Material supplied:

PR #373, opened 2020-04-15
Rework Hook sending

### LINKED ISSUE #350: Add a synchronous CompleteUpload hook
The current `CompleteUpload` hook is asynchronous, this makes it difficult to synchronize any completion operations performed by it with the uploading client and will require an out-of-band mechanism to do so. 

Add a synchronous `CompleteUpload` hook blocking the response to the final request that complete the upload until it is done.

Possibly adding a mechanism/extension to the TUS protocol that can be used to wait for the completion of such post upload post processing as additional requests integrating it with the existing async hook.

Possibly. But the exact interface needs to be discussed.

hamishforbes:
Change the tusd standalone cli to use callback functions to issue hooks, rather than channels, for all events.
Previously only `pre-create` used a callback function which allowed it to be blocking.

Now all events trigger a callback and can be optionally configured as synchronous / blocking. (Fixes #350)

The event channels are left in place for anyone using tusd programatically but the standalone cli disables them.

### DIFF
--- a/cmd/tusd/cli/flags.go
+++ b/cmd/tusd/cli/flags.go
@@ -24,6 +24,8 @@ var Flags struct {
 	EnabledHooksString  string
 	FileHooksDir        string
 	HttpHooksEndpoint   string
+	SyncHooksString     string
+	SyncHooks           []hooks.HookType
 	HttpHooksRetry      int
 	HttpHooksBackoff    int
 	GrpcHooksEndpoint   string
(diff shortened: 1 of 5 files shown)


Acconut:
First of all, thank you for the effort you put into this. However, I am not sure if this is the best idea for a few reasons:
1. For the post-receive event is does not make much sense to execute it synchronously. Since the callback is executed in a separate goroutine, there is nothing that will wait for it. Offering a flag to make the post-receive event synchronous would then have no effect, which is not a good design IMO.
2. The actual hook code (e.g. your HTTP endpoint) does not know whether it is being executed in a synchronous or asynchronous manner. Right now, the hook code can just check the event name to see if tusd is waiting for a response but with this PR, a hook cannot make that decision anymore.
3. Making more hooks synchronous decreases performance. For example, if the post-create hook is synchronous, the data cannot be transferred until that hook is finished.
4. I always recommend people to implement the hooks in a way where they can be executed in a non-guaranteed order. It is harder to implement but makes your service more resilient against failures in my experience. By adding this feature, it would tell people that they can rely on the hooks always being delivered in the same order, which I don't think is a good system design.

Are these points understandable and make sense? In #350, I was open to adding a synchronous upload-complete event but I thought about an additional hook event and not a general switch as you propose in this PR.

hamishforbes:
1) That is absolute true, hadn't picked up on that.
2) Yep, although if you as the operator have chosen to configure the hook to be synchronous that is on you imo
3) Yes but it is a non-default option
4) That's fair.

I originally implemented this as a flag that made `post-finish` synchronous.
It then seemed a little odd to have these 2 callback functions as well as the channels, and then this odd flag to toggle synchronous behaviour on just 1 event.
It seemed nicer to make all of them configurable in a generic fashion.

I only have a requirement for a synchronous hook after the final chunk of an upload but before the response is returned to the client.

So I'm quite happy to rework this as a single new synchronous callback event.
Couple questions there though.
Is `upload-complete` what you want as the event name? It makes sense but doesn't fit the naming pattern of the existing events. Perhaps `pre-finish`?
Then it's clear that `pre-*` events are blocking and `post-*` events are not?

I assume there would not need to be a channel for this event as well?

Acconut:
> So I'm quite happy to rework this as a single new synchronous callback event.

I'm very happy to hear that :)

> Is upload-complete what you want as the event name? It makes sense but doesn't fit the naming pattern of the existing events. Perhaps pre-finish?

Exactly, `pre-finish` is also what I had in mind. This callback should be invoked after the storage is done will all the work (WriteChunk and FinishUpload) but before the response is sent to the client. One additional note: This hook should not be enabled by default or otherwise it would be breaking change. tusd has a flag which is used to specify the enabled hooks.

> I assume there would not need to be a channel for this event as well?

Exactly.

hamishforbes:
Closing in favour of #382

Exercise requirements:
Repeat the material above exactly.

Response:
PR #373, opened 2020-04-15
Rework Hook sending

### LINKED ISSUE #350: Add a synchronous CompleteUpload hook
The current `CompleteUpload` hook is asynchronous, this makes it difficult to synchronize any completion operations performed by it with the uploading client and will require an out-of-band mechanism to do so. 

Add a synchronous `CompleteUpload` hook blocking the response to the final request that complete the upload until it is done.

Possibly adding a mechanism/extension to the TUS protocol that can be used to wait for the completion of such post upload post processing as additional requests integrating it with the existing async hook.

Possibly. But the exact interface needs to be discussed.

hamishforbes:
Change the tusd standalone cli to use callback functions to issue hooks, rather than channels, for all events.
Previously only `pre-create` used a callback function which allowed it to be blocking.

Now all events trigger a callback and can be optionally configured as synchronous / blocking. (Fixes #350)

The event channels are left in place for anyone using tusd programatically but the standalone cli disables them.

### DIFF
--- a/cmd/tusd/cli/flags.go
+++ b/cmd/tusd/cli/flags.go
@@ -24,6 +24,8 @@ var Flags struct {
 	EnabledHooksString  string
 	FileHooksDir        string
 	HttpHooksEndpoint   string
+	SyncHooksString     string
+	SyncHooks           []hooks.HookType
 	HttpHooksRetry      int
 	HttpHooksBackoff    int
 	GrpcHooksEndpoint   string
(diff shortened: 1 of 5 files shown)


Acconut:
First of all, thank you for the effort you put into this. However, I am not sure if this is the best idea for a few reasons:
1. For the post-receive event is does not make much sense to execute it synchronously. Since the callback is executed in a separate goroutine, there is nothing that will wait for it. Offering a flag to make the post-receive event synchronous would then have no effect, which is not a good design IMO.
2. The actual hook code (e.g. your HTTP endpoint) does not know whether it is being executed in a synchronous or asynchronous manner. Right now, the hook code can just check the event name to see if tusd is waiting for a response but with this PR, a hook cannot make that decision anymore.
3. Making more hooks synchronous decreases performance. For example, if the post-create hook is synchronous, the data cannot be transferred until that hook is finished.
4. I always recommend people to implement the hooks in a way where they can be executed in a non-guaranteed order. It is harder to implement but makes your service more resilient against failures in my experience. By adding this feature, it would tell people that they can rely on the hooks always being delivered in the same order, which I don't think is a good system design.

Are these points understandable and make sense? In #350, I was open to adding a synchronous upload-complete event but I thought about an additional hook event and not a general switch as you propose in this PR.

hamishforbes:
1) That is absolute true, hadn't picked up on that.
2) Yep, although if you as the operator have chosen to configure the hook to be synchronous that is on you imo
3) Yes but it is a non-default option
4) That's fair.

I originally implemented this as a flag that made `post-finish` synchronous.
It then seemed a little odd to have these 2 callback functions as well as the channels, and then this odd flag to toggle synchronous behaviour on just 1 event.
It seemed nicer to make all of them configurable in a generic fashion.

I only have a requirement for a synchronous hook after the final chunk of an upload but before the response is returned to the client.

So I'm quite happy to rework this as a single new synchronous callback event.
Couple questions there though.
Is `upload-complete` what you want as the event name? It makes sense but doesn't fit the naming pattern of the existing events. Perhaps `pre-finish`?
Then it's clear that `pre-*` events are blocking and `post-*` events are not?

I assume there would not need to be a channel for this event as well?

Acconut:
> So I'm quite happy to rework this as a single new synchronous callback event.

I'm very happy to hear that :)

> Is upload-complete what you want as the event name? It makes sense but doesn't fit the naming pattern of the existing events. Perhaps pre-finish?

Exactly, `pre-finish` is also what I had in mind. This callback should be invoked after the storage is done will all the work (WriteChunk and FinishUpload) but before the response is sent to the client. One additional note: This hook should not be enabled by default or otherwise it would be breaking change. tusd has a flag which is used to specify the enabled hooks.

> I assume there would not need to be a channel for this event as well?

Exactly.

hamishforbes:
Closing in favour of #382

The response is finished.